Peter Ford
- Full name: Peter John Ford
- Born: 2 May 1932 (age 93) Gloucester, England
- School: Central School, Gloucester

Rugby union career
- Position: Flanker

Senior career
- Years: Team / Apps / (Points)
- 1951-1968: Gloucester RFC / 507 / (487)

International career
- Years: Team / Apps / (Points)
- 1964: England / 4 / (0)

= Peter Ford (rugby union) =

England international rugby union player (born 1932)

Peter John Ford (born 2 May 1932) is an English former rugby union international.

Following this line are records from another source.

PR #1450, opened 2021-07-31
Fix clippy errors

HalidOdat:
This PR fixes clippy lints and makes lints warnings instead of errors. Why do we want this? It's because as clippy becomes "smarter" it's going to detect more, and they all will be errors, breaking our builds. This mostly affects nightly users as they have the latest version of clippy, but it still applies for stable (like now).

Changed CI so clippy lint warnings cause a CI failure

### DIFF
--- a/boa/src/lib.rs
+++ b/boa/src/lib.rs
@@ -13,7 +13,6 @@ This is an experimental Javascript lexer, parser and compiler written in Rust. C
     html_favicon_url = "https://raw.githubusercontent.com/jasonwilliams/boa/master/assets/logo.svg"
 )]
 #![deny(
-    unused_qualifications,
     clippy::all,
     unused_qualifications,
     unused_import_braces,
@@ -43,8 +42,6 @@ This is an experimental Javascript lexer, parser and compiler written in Rust. C
 )]
 
 pub mod bigint;
-// builtins module has a lot of built-in functions that need unnecessary_wraps
-#[allow(clippy::unnecessary_wraps)]
 pub mod builtins;
 pub mod class;
 pub mod context;
@@ -57,8 +54,6 @@ pub mod property;
 pub mod realm;
 pub mod string;
 pub mod symbol;
-// syntax module has a lot of acronyms
-#[allow(clippy::upper_case_acronyms)]
 pub mod syntax;
 pub mod value;
 
--- a/boa/src/value/tests.rs
+++ b/boa/src/value/tests.rs
@@ -10,15 +10,15 @@ use std::hash::{Hash, Hasher};
 fn is_object() {
     let context = Context::new();
     let val = Value::new_object(&context);
-    assert_eq!(val.is_object(), true);
+    assert!(val.is_object());
 }
 
 #[test]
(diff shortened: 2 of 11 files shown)


RageKnify (approved):

boa/src/lib.rs
```diff
@@ -31,7 +29,12 @@ This is an experimental Javascript lexer, parser and compiler written in Rust. C
     future_incompatible,
     nonstandard_style,
 )]
-#![warn(clippy::perf, clippy::single_match_else, clippy::dbg_macro)]
+#![warn(
+    clippy::all,
```
Razican, line 33: The problem with this is that even the ones considered as "error" by clippy will be silenced. Maybe the solution is to just not mention them (that way, errors will be errors, warnings will be warnings).

.github/workflows/rust.yml
```diff
@@ -192,7 +192,7 @@ jobs:
       - uses: actions-rs/cargo@v1
         with:
           command: clippy
-          args: -- --verbose
+          args: -- -D warnings --verbose
```
Razican, line 195: What does this do?

boa/src/value/tests.rs
```diff
@@ -757,6 +757,8 @@ mod cyclic_conversions {
 }
 
 mod abstract_relational_comparison {
+    #![allow(clippy::bool_assert_comparison)]
```
Razican, line 760: Why are we allowing this here?

Razican (commented):
Looks pretty good. I would still not change all clippy lints to warnings though. I think we can leave them as clippy does. But I'm even in favour of leaving them as errors, even if that will break the CI on some clippy releases.

.github/workflows/rust.yml
HalidOdat: > What does this do?

It makes all clippy warnings into errors, so even warnings don't pass through the CI

boa/src/value/tests.rs
HalidOdat: It's because the macro we use uses `assert_eq($expr, $expected)` and when it's replaced it gives, and expected can be `false` or `true` depending on macro invocation, but clippy does not know this and says it should be `assert!($expr)`. And this is not correct for when we call with false since it has to be negated (assert!(!$expr))

boa/src/lib.rs
HalidOdat: But if we exclude it the ones that are neither error or warnings wont we shown...

Maybe leave it as always error and add or change the clippy CI to nightly so we catch them ahead of time and it wont fail on stable or nighlty

HalidOdat: ...Or we could just leave it as it was.

.github/workflows/rust.yml
Razican: So, this will still fail the CI even if we put everything in clippy as a warning, right? Then, I would leave `clippy::all` as `deny`.

HalidOdat: Yes. lets leave it as is.

PR #1457, opened 2021-08-06
Rename `Value` to `JsValue`

HalidOdat:
Related to #1376 

It changes the following:
- Rename `Value` to `JsValue`
- Remove `Value::number()`, `Value::integer()`, `Value::rational()` for a universal `JsValue::new()` constructor.


bartlomieju:
I believe this closes https://github.com/boa-dev/boa/issues/1376

HalidOdat:
> I believe this closes #1376

This does not close it since we still have `GcObject` => `JsObject` and we might want to change `boa::Result` as well.

Issue #803, opened 2020-10-05
Refactor the JS testing system


dvtkrlbs:
Currently most of the tests are just the same boilerplate:
```rust
#[test]
fn test() {
    let mut ctx = Context::new();
    let init = r#"some js"#;
    eprintln!("{}", forward(&mut ctx, init));

    assert_eq!(forward(&mut ctx, "value we expect from execution of that js code");
}
```
I think these codes can be extracted to js files and be executed by some test runner. V8 does this by creating js file and an out file that contains the expected output. Also another way is exposing some testing related functions like assert to js side while testing and doing this with single file. I realize that this is similiar to the 262 tests.

Lan2u:
As you say this seems to very much overlap with the work required for test 262, it makes sense to me that we could utilise the existing progress into that (e.g. the gh page display etc.) for this.

dvtkrlbs:
Yeah i agree the required work for both of them are quite similiar. I however dont think this kind of testing system needs a gh page. I thought of this to replace the testing of js exposed tests. It does not harm to have more tests. V8's test suite consists of both their own tests and 262 tests. They even use tests from Mozilla's testing suite.

Razican:
There is some debate on this. On one hand, we can reduce the boilerplate needed by providing a `check_output()` function that receives some code and the expected output, and that might work for many of our tests. This would be in charge of creating the context and doing the asserts and so on.

Then, there is the thing about moving things to JS files. We have already done this with benchmarks, and they are still compiled and executed fast (which is the main concern with the Test262 suite: it takes around 10 minutes to run). This would also allow running only one test, for example. The main issue I see with this is keeping track of the input/output files and tests, and making sure all of them are run.

Something that could be done in this regard would be to implement some kind of "test creator" that would generate code for all the tests in a given folder. This, of course requires some extra work, and a decision has to be taken on the way we implement it. This, as @Lan2u says, might take over the work done by the Test262 tester, and might be slower. We must also ensure a way for these tests to be created before every commit.

Let's see what others think @HalidOdat @jasonwilliams @RageKnify

RageKnify:
> This would also allow running only one test, for example.
`cargo` already allows this, running `cargo test $TOP::$MID::$LOWER::tests::$TEST_NAME`lets you run a single test, you can also give the name of a module to run all the tests from that module.

While there is a bit of boiler-plate around each test I don't dislike the current setup.
Not sure how we'd be able to get coverage values with the different setup.

[...]

PR #1458, opened 2021-08-08
tests: add check_output test helper

bartlomieju:
Towards https://github.com/boa-dev/boa/issues/803

### DIFF
--- a/boa/src/lib.rs
+++ b/boa/src/lib.rs
@@ -166,6 +166,12 @@ pub(crate) fn check_output(maybe_init: Option<&str>, cases: &[(&str, &str)]) {
     }
 
     for (i, (case, expected)) in cases.iter().enumerate() {
-        assert_eq!(&forward(&mut context, case), expected, "Test case {} ('{}')", i + 1, case);
+        assert_eq!(
+            &forward(&mut context, case),
+            expected,
+            "Test case {} ('{}')",
+            i + 1,
+            case
+        );
     }
 }
--- a/boa/src/lib.rs
+++ b/boa/src/lib.rs
@@ -152,3 +152,20 @@ pub(crate) fn exec<T: AsRef<[u8]>>(src: T) -> String {
         Err(error) => error.display().to_string(),
     }
 }
+
+/// Create a clean Context, optinally call `forward` if init script was provided,
+/// call `forward` for each of provided test cases and assert output from `forward`
+/// matches expected string.
+#[cfg(test)]
+#[track_caller]
+pub(crate) fn check_output(maybe_init: Option<&str>, cases: &[(&str, &str)]) {
+    let mut context = Context::new();
+
+    if let Some(init) = maybe_init {
+        forward(&mut context, init);
+    }
+
+    for (i, (case, expected)) in cases.iter().enumerate() {
+        assert_eq!(&forward(&mut context, case), expected, "Test case {} ('{}')", i + 1, case);
+    }
+}
--- a/boa/src/lib.rs
+++ b/boa/src/lib.rs
@@ -153,25 +153,34 @@ pub(crate) fn exec<T: AsRef<[u8]>>(src: T) -> String {
     }
 }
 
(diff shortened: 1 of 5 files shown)


boa/src/value/tests.rs
```diff
@@ -64,62 +64,47 @@ fn number_is_true() {
...
+            ("'-0' == 0", "true"),
+            ("0 == NaN", "false"),
+            ("'foo' == NaN", "false"),
+            ("NaN == NaN", "false"),
+            (
+                "Number.POSITIVE_INFINITY === Number.POSITIVE_INFINITY",
+                "true",
+            ),
+            (
+                "Number.NEGAVIVE_INFINITY === Number.NEGAVIVE_INFINITY",
```
jedel1043, line 104:
```suggestion
                "Number.NEGATIVE_INFINITY === Number.NEGATIVE_INFINITY",
```
Realized there's a typo here 😅, this is evaluating `undefined === undefined`.

jedel1043:
Maybe it would be good to allow the execution of intermediate instructions between tests. That way we could cleanup some tests like:
```Rust
let init = r#"
    var iterator = [1, 2, 3].keys();
    var next = iterator.next();
"#;
forward(&mut context, init);
assert_eq!(forward(&mut context, "next.value"), "0");
assert_eq!(forward(&mut context, "next.done"), "false");
forward(&mut context, "next = iterator.next()");
assert_eq!(forward(&mut context, "next.value"), "1");
assert_eq!(forward(&mut context, "next.done"), "false");
```

I'd suggest creating a `TestAction` enum with the variants `TestEq((&str, &str))` and `Execute(&str)`. This would change the previous test to:

```Rust
let init = r#"
    var iterator = [1, 2, 3].keys();
    var next = iterator.next();
"#;
check_output(
    &[
        TestAction::Execute(init),
        TestAction::TestEq(("next.value", "0")),
        TestAction::TestEq(("next.done", "false")),
        TestAction::Execute("next = iterator.next()"),
        TestAction::TestEq(("next.value", "1")),
        TestAction::TestEq(("next.done", "false")),
    ]
)
```
Notice how we don't need the `maybe_init` parameter, we just pass it as a statement to be executed.

bartlomieju:
Sure, I can rework it to your suggestion

bartlomieju:
@jedel1043 I applied your suggestion, please let me know if this is satisfactory

HalidOdat (approved):
This looks really good! We can merge this as is and refactor more in future PRs

boa/src/lib.rs
```diff
@@ -153,25 +153,43 @@ pub(crate) fn exec<T: AsRef<[u8]>>(src: T) -> String {
...
+            }
+            TestAction::TestStartsWith(case, expected) => {
+                assert!(
+                    &forward(&mut context, case).starts_with(expected),
+                    "Test case {} ('{}')",
+                    i + 1,
+                    case
+                );
+            }
+        }
```
jedel1043, line 200:
```suggestion
    let mut i = 1;
    for action in actions {
        match action {
            TestAction::Execute(src) => {
                forward(&mut context, src);
            }
            TestAction::TestEq(case, expected) => {
                assert_eq!(
                    &forward(&mut context, case),
                    expected,
                    "Test case {} ('{}')",
                    i,
                    case
                );
                i += 1;
            }
            TestAction::TestStartsWith(case, expected) => {
                assert!(
                    &forward(&mut context, case).starts_with(expected),
                    "Test case {} ('{}')",
                    i,
                    case
                );
                i += 1;
            }
        }
```

Let's skip counting between executions

jedel1043 (changes requested):
Just a small nitpick about the test counter. Everything else is pretty good! We should be able to extend `TestAction` in case we find more common use cases.

boa/src/lib.rs
bartlomieju: Applied

jedel1043 (approved):
Looks great to me!

PR #1464, opened 2021-08-12
Optimize integer negation

HalidOdat:
It changes the following:
- Negation of integer now return integer.
- Fix the `%` operator to return a number with the sign of its lhs.

### DIFF
--- a/boa/src/value/operations.rs
+++ b/boa/src/value/operations.rs
@@ -132,12 +132,19 @@ impl JsValue {
                 if *y == 0 {
                     Self::nan()
                 } else {
-                    Self::new(x % *y)
+                    match x % *y {
+                        rem if rem == 0 && *x < 0 => Self::new(-0.0),
+                        rem => Self::new(rem),
+                    }
                 }
             }
-            (Self::Rational(x), Self::Rational(y)) => Self::new(x % y),
-            (Self::Integer(x), Self::Rational(y)) => Self::new(f64::from(*x) % y),
-            (Self::Rational(x), Self::Integer(y)) => Self::new(x % f64::from(*y)),
+            (Self::Rational(x), Self::Rational(y)) => Self::new((x % y).copysign(*x)),
+            (Self::Integer(x), Self::Rational(y)) => {
+                let x = f64::from(*x);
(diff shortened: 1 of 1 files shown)


Razican (approved):

Razican:
Interestingly, it's failing 4 tests

boa/src/value/operations.rs
```diff
@@ -394,7 +394,8 @@ impl JsValue {
                 Err(_) => f64::NAN,
             }),
             Self::Rational(num) => Self::new(-num),
-            Self::Integer(num) => Self::new(-f64::from(num)),
+            Self::Integer(num) if num == 0 => Self::new(-f64::from(0)),
```
jedel1043, line 397:
```suggestion
            Self::Integer(num) if num == 0 => Self::new(f64::from(0)),
```
This is returning `-0.0f64` when `num == 0`, which is incorrect; the negation of `0i32` is `0i32`. That's probably why the tests fail.

jedel1043 (changes requested):

jedel1043 (commented):
I extracted one of the checks in the failing test:
```Javascript
if (-1 % -1 !== -0) {
  $ERROR('#2.1: -1 % -1 === 0. Actual: ' + (-1 % -1));
} else {
  if (1 / (-1 % -1) !== Number.NEGATIVE_INFINITY) {
    $ERROR('#2.2: -1 % -1 === - 0. Actual: +0');
  }
}
```
EcmaScript requires that `-1 % -1` must have the information of the sign in order to return `f64::NEGATIVE_INFINITY` in case we divide a number by `-1 % -1`.

With the changes on this commit, `-1i32 % -1i32` returns `0i32`, making `1 / (-1 % -1)  === f64::POSITIVE_INFINITY`. This fails the second check.

So, to pass this test we would need to change the `rem` operator to return a `-0.0f64` if `x < 0` in `x % y = 0`

HalidOdat:
Yup. The integer module operation is not spec compliant, ill try to look into it this week

jedel1043:
Fixed the mod operator.

raskad (approved):

PR #1485, opened 2021-08-19
Implement abstract operation `CreateArrayFromList`

jedel1043:
This Pull Request implements the abstract operation `CreateArrayFromList`.

It changes the following:

- Creates new function `Array::create_array_from_list`
- Replaces calls to other functions with calls to the above.
- Removes the function `Array::construct_array`, as it is equivalent to `create_array_from_list`

### DIFF
--- a/boa/src/builtins/array/mod.rs
+++ b/boa/src/builtins/array/mod.rs
@@ -233,7 +233,7 @@ impl Array {
         array.ordinary_define_own_property(
             "length".into(),
             PropertyDescriptor::builder()
-                .value(length as f64)
+                .value(length)
                 .writable(true)
                 .enumerable(false)
                 .configurable(false)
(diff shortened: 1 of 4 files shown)


boa/src/builtins/array/mod.rs
```diff
@@ -233,6 +233,7 @@ impl Array {
         array.ordinary_define_own_property(
             "length".into(),
             PropertyDescriptor::builder()
+                // todo: check if we can refactor JsValue to hold u32
                 .value(length as f64)
```
HalidOdat, line 237:
```suggestion
                .value(length)
```

It should be able to convert `u32` to `JsValue` 

Edit: https://github.com/boa-dev/boa/blob/master/boa/src/value/conversions.rs#L58-L67

HalidOdat:
| Passed | 29,766 | 29,766 | 0 |
| Failed | 33,519 | 33,519 | 0 |
| Panics | 2 | 2 | 0 |
| Conformance | 37.73% | 37.73% | 0.00% |

boa/src/builtins/array/mod.rs
jedel1043: Nice! Let me change it then.

HalidOdat (approved):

A native of Gloucester, Ford was a blind side flanker and debuted for Gloucester RFC in 1951. By the age of 23, he had been elevated to the club captaincy, which he served in for five seasons. He was a member of the Western Counties team that beat the Wallabies at Bristol in 1957 and four years later captained the representative side against the Springboks. His England call up didn't come until late in his career and he was capped four times, all in the 1964 Five Nations. He continued playing for Gloucester until 1968 and became the first player from the club to appear in 500 games.

Ford has held various administrative roles at Gloucester since retiring, including club chairman and president. He was previously the Gloucestershire representative on the RFU committee, serving four years as an England selector.